Exercise requirements: A word-for-word printout of the listing below is needed.

________________________________________

PR #1664, opened 2020-12-06
Replace build paths that appear in docs for option default values

d-torrance:
Otherwise, we will have things like:

    InstallPrefix => a string, default value
      /build/macaulay2-1.16.0.2+git815.1b4bbe4+ds/debian/.debhelper/
      generated/_source/home/.Macaulay2/local/, ...

This results in non-reproducible builds.


d-torrance:
With this commit:

image

PR #1667, opened 2020-12-08
check for Prem from Factory (HAVE_FACTORY_PREM)

mahrud:
See https://github.com/Macaulay2/M2/pull/1538#discussion_r537901750.


mahrud:
@d-torrance @DanGrayson I believe this can be reverted, now that we require Factory 4.2.0.

PR #1678, opened 2020-12-10
Update emacs and vim files for v1.17

mahrud:


DanGrayson:
I don't understand this pull request, because the repository it appears to come from is not a fork of this one:

Screen Shot 2020-12-10 at 6 51 10 AM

________________________________________

Finished task:
PR #1664, opened 2020-12-06
Replace build paths that appear in docs for option default values

d-torrance:
Otherwise, we will have things like:

    InstallPrefix => a string, default value
      /build/macaulay2-1.16.0.2+git815.1b4bbe4+ds/debian/.debhelper/
      generated/_source/home/.Macaulay2/local/, ...

This results in non-reproducible builds.


d-torrance:
With this commit:

image

PR #1667, opened 2020-12-08
check for Prem from Factory (HAVE_FACTORY_PREM)

mahrud:
See https://github.com/Macaulay2/M2/pull/1538#discussion_r537901750.


mahrud:
@d-torrance @DanGrayson I believe this can be reverted, now that we require Factory 4.2.0.

PR #1678, opened 2020-12-10
Update emacs and vim files for v1.17

mahrud:


DanGrayson:
I don't understand this pull request, because the repository it appears to come from is not a fork of this one:

Screen Shot 2020-12-10 at 6 51 10 AM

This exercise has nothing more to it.